Es un barrio que tiene dos grandes cerros poblados hasta la punta, lo peor de todo es que hay gente de mal vivir, es muy peligroso, sucio, terrible, da miedo pasar por alli...deberian ponerle una bomba...


----------



## grg1992 (Feb 24, 2004)

Jejeej y por donde queda.. nunca antes lo había escuchado..


----------



## El Bajopontino (Feb 17, 2005)

grg1992 said:


> Jejeej y por donde queda.. nunca antes lo había escuchado..

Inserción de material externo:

PR #916, opened 2020-08-03
Calculate step 2 reference ion charge value of DDEC6

mscho527:
_Related Issue: #885 
Depends upon: #915_ 

This PR adds a functionality to interpolate proatomic densities for non-integer charge values. Also, it evaluates step 2 reference charges of DDEC6 algorithm.

### DIFF
--- a/cclib/method/ddec.py
+++ b/cclib/method/ddec.py
@@ -19,6 +19,8 @@ from cclib.method.volume import electrondensity_spin
 from cclib.parser.utils import convertor
 from cclib.parser.utils import find_package
 
+from typing import List
+
 
 class MissingInputError(Exception):
     pass
@@ -42,6 +44,7 @@ class DDEC6(Method):
 
         self.volume = volume
         self.fragresults = None
+        self.proatom_path = proatom_path
 
         if numpy.sum(self.data.coreelectrons) != 0:
             # TODO: Pseudopotentials should be added back
@@ -76,7 +79,12 @@ class DDEC6(Method):
             pt1 and pt2 are numpy arrays representing a point in Cartesian coordinates. """
         return numpy.sqrt(numpy.dot(pt1 - pt2, pt1 - pt2))
 
-    def _read_proatom(self, directory, atom_num, charge):
+    def _read_proatom(self, 
+                      directory,        # type = str
+                      atom_num,         # type = int
+                      charge            # type = float
+                      ):
+        # type: (...) -> numpy.ndarray, numpy.ndarray
         """Return a list containing proatom reference densities."""
         # TODO: Treat calculations with psuedopotentials
         # TODO: Modify so that proatom densities are read only once for horton
@@ -88,17 +96,36 @@ class DDEC6(Method):
         #       atoms.h5
         # File format:
         #   Starting from line 13, each line contains the charge densities for each shell
-        chargemol_path = os.path.join(
+        # If `charge` is not an integer, proatom densities have to be linearly interpolated between
+        # the densities of the ion/atom with floor(charge) and ceiling(charge)
+        charge_floor = int(math.floor(charge))
+        charge_ceil = int(math.ceil(charge))
+        
+        chargemol_path_floor = os.path.join(
             directory,
-            "c2_{:03d}_{:03d}_{:03d}_500_100.txt".format(atom_num, atom_num, atom_num - charge),
+            "c2_{:03d}_{:03d}_{:03d}_500_100.txt".format(atom_num, atom_num, atom_num - charge_floor),
+        )
+        chargemol_path_ceil = os.path.join(
+            directory,
+            "c2_{:03d}_{:03d}_{:03d}_500_100.txt".format(atom_num, atom_num, atom_num - charge_ceil),
         )
         horton_path = os.path.join(directory, "atoms.h5")
 
-        if os.path.isfile(chargemol_path):
+
+        if os.path.isfile(chargemol_path_floor) or os.path.isfile(chargemol_path_ceil):
             # Use chargemol proatom densities
             # Each shell is .05 angstroms apart (uniform).
             # *scalefactor* = 10.58354497764173 bohrs in module_global_parameter.f08
-            density = numpy.loadtxt(chargemol_path, skiprows=12, dtype=float)
+            if atom_num <= charge_floor:
+                density_floor = numpy.array([0])
+            else:
+                density_floor = numpy.loadtxt(chargemol_path_floor, skiprows=12, dtype=float)
+            if atom_num >= charge_ceil:
+                density_ceil = numpy.array([0])
+            else:
+                density_ceil = numpy.loadtxt(chargemol_path_ceil, skiprows=12, dtype=float)
+            
+            density = (charge_ceil - charge) * density_floor + (charge - charge_floor) * density_ceil
             radiusgrid = numpy.arange(1, len(density + 1)) * 0.05
 
         elif os.path.isfile(horton_path):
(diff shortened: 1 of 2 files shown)


berquist:
Follow up from our conversation about type annotations: if you add any explicit ones right now, you'll need to use the comment style (https://mypy.readthedocs.io/en/stable/python2.html) and we can convert them to 3.5 style later once 2.7 is dropped.

Here is my WIP branch: https://github.com/berquist/cclib/tree/mypy

mscho527:
> Follow up from our conversation about type annotations: if you add any explicit ones right now, you'll need to use the comment style (https://mypy.readthedocs.io/en/stable/python2.html) and we can convert them to 3.5 style later once 2.7 is dropped.
> 
> Here is my WIP branch: https://github.com/berquist/cclib/tree/mypy

Thanks! I'll add in comment-style type annotations where it is applicable.

cclib/method/ddec.py
```diff
@@ -88,17 +96,34 @@ def _read_proatom(self, directory, atom_num, charge):
...
+        if os.path.isfile(chargemol_path_floor) or os.path.isfile(chargemol_path_ceil):
             # Use chargemol proatom densities
             # Each shell is .05 angstroms apart (uniform).
             # *scalefactor* = 10.58354497764173 bohrs in module_global_parameter.f08
-            density = numpy.loadtxt(chargemol_path, skiprows=12, dtype=float)
+            if atom_num <= charge_floor:
+                density_floor = numpy.array([0])
+            else:
+                density_floor = numpy.loadtxt(chargemol_path_floor, skiprows=12, dtype=float)
+            if atom_num <= charge_ceil:
```
berquist, line 121: Without my understanding of where this comes from, isn't it more likely to be something like
```python
if atom_num >= charge_ceil:
    density_ceil = numpy.array([charge_ceil])
```
?

cclib/method/ddec.py
```diff
@@ -88,17 +96,34 @@ def _read_proatom(self, directory, atom_num, charge):
         #       atoms.h5
         # File format:
         #   Starting from line 13, each line contains the charge densities for each shell
-        chargemol_path = os.path.join(
+        charge_floor = int(math.floor(charge))
```
berquist, line 99: Can you explain where this comes from?

cclib/method/ddec.py
```diff
@@ -221,23 +280,19 @@ def calculate_refcharges(self):
...
-            chargedensity = copy.deepcopy(self.chgdensity)
-            localized_weight = localized_w[atomi] / localized_bigW
-            chargedensity.data *= localized_weight
-            self._localizedcharges[atomi] = self.data.atomnos[atomi] - chargedensity.integrate()
-
-            chargedensity = copy.deepcopy(self.chgdensity)
-            stockholder_weight = stockholder_w[atomi] / stockholder_bigW
-            chargedensity.data *= stockholder_weight
-            self._stockholdercharges[atomi] = self.data.atomnos[atomi] - chargedensity.integrate()
+            localizedcharges[atomi] = self.data.atomnos[atomi] - self.chgdensity.integrate(
```
berquist, line 288: I would put a code comment above each line referencing the exact equation number from the paper.

cclib/method/ddec.py
mscho527: From step 1 of the algorithm, non-integer reference charges will be assigned to each atom. So in step 2 of the algorithm, the proatom densities have to be linearly interpolated between the densities of the ion/atom with floor(charge) and ceiling(charge). Let me know if I missed anything. Thanks.

cclib/method/ddec.py
mscho527: Yes. Thanks for catching this!

cclib/method/ddec.py
mscho527: I've added the equation numbers above the appropriate lines. Thanks.

cclib/method/ddec.py
berquist: Can you add this as a code comment right above?

test/method/testddec.py
```diff
@@ -83,15 +83,20 @@ def test_proatom_read(self):
...
+
         analysis = DDEC6(self.data, imported_vol, os.path.dirname(os.path.realpath(__file__)))
         analysis.calculate()
-        
+
         # values from `chargemol` calculation
-        assert_allclose(analysis.refcharges, [-0.513006, 0.256231, 0.256775], rtol=.1)
+        # which is based on proatomic densities calculated with different basis set.
+        # (rtol is adjusted to account for this inevitable discrepancy)
+        assert_allclose(analysis.refcharges[0], [-0.513006, 0.256231, 0.256775], rtol=0.10)
```
langner, line 101: Were you going to add Horton values as well? And comment on where you think the chargemol discrepancy comes from?

mscho527: I was thinking of adding `horton` values after full implementation when I add other simple molecules into the test suite. It looks like I've added the comments about the discrepancy only on the Step 3 PR. I've included them here as well. Thanks!

cclib/method/ddec.py
mscho527: Yes -- I've just added it as a comment. Thanks!

cclib/method/ddec.py
```diff
@@ -212,32 +273,33 @@ def calculate_refcharges(self):
...
-            chargedensity = copy.deepcopy(self.chgdensity)
-            localized_weight = localized_w[atomi] / localized_bigW
-            chargedensity.data *= localized_weight
-            self._localizedcharges[atomi] = self.data.atomnos[atomi] - chargedensity.integrate()
-
-            chargedensity = copy.deepcopy(self.chgdensity)
-            stockholder_weight = stockholder_w[atomi] / stockholder_bigW
-            chargedensity.data *= stockholder_weight
-            self._stockholdercharges[atomi] = self.data.atomnos[atomi] - chargedensity.integrate()
+            # Equation 52 and 51 in doi: 10.1039/c6ra04656h
```
berquist, line 293: It took me a second to realize that their `Stock/Loc` superscript means Stockholder or localized (`{Stock,Loc}`), not one divided by the other...

cclib/method/ddec.py
```diff
@@ -88,17 +96,36 @@ def _read_proatom(self, directory, atom_num, charge):
...
 
-        if os.path.isfile(chargemol_path):
+
+        if os.path.isfile(chargemol_path_floor) or os.path.isfile(chargemol_path_ceil):
             # Use chargemol proatom densities
             # Each shell is .05 angstroms apart (uniform).
             # *scalefactor* = 10.58354497764173 bohrs in module_global_parameter.f08
-            density = numpy.loadtxt(chargemol_path, skiprows=12, dtype=float)
+            if atom_num <= charge_floor:
+                density_floor = numpy.array([0])
```
berquist, line 120: Coverage says this block isn't being tested. I still don't think it's right, but don't know what it should be.

mscho527: This block wouldn't be tested in the test suite because `chargemol` densities cannot be included in the code as discussed in   #914. That could be why the block is being tested?

cclib/method/ddec.py
mscho527: Yes -- the notations in the paper puzzled me for a while too!

cclib/method/ddec.py
```diff
@@ -212,32 +273,33 @@ def calculate_refcharges(self):
...
+            )
+            stockholdercharges[atomi] = self.data.atomnos[atomi] - self.chgdensity.integrate(
+                weights=(stockholder_w[atomi] / stockholder_bigW)
+            )
 
             # In DDEC6, weights of 1/3 and 2/3 are assigned for stockholder and localized charges.
-            self.refcharges[atomi] = (self._stockholdercharges[atomi] / 3.0) + (
-                self._localizedcharges[atomi] * 2.0 / 3.0
-            )
+            # (Equation 58 in doi: 10.1039/c6ra04656h)
```
shivupa, line 302: Discussed offline but this also eq 50

mscho527: Just added this into the comment. Thanks!

cclib/method/ddec.py
berquist: Yes, that's why. Just pointing out that this is dead code (for now at least).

lo peor es que esta cerca al centro de lima, entre barrios altos y La Victoria, alli vivio el popular Chacalon...


----------



## Liquido (Apr 3, 2005)

ummm queda este creo queda x el rio rimac


----------



## grg1992 (Feb 24, 2004)

Ahhh.. en el estadio de Alianza vi unos cerros con casas bien feas.. ese es El Agustino?? jejej al final lo habia visto de alguna forma..


----------



## Liquido (Apr 3, 2005)

Chacalon no es de ese cerro feo que tiene una cruz arriba como se llama?


----------



## grg1992 (Feb 24, 2004)

Quien es Chacalon??

Jejeje perdonen mi ignorancia..


----------



## J Block (Feb 16, 2004)

San Cristobal? Ni idea de donde es ese tipo...


----------



## Liquido (Apr 3, 2005)

jajaj es el angel del pueblo (no mentira) es un cantante que vino de ayacucho


----------



## J Block (Feb 16, 2004)

grg1992 said:


> Quien es Chacalon??
> 
> Jejeje perdonen mi ignorancia..


Uff..no es ignorancia tuya, no tienes porque saberlo, pues hay personajes mucho mas importantes que ese...jeje


----------



## El Bajopontino (Feb 17, 2005)

El cerro el Pino es el cerro mas conocido, estar alli es alucinante parece una gran piramide de casas que estan hasta la punta, es inmenso, feo y cochino, y tienen todas las comodidades, pistas, veredas, losas deportivas. hasta hacen un concurso Miss Cerro el Pino, la cagada.


----------



## grg1992 (Feb 24, 2004)

El Bajopontino said:


> El cerro el Pino es el cerro mas conocido, estar alli es alucinante parece una gran piramide de casas que estan hasta la punta, es inmenso, feo y cochino, y tienen todas las comodidades, pistas, veredas, losas deportivas. hasta hacen un concurso Miss Cerro el Pino, la cagada.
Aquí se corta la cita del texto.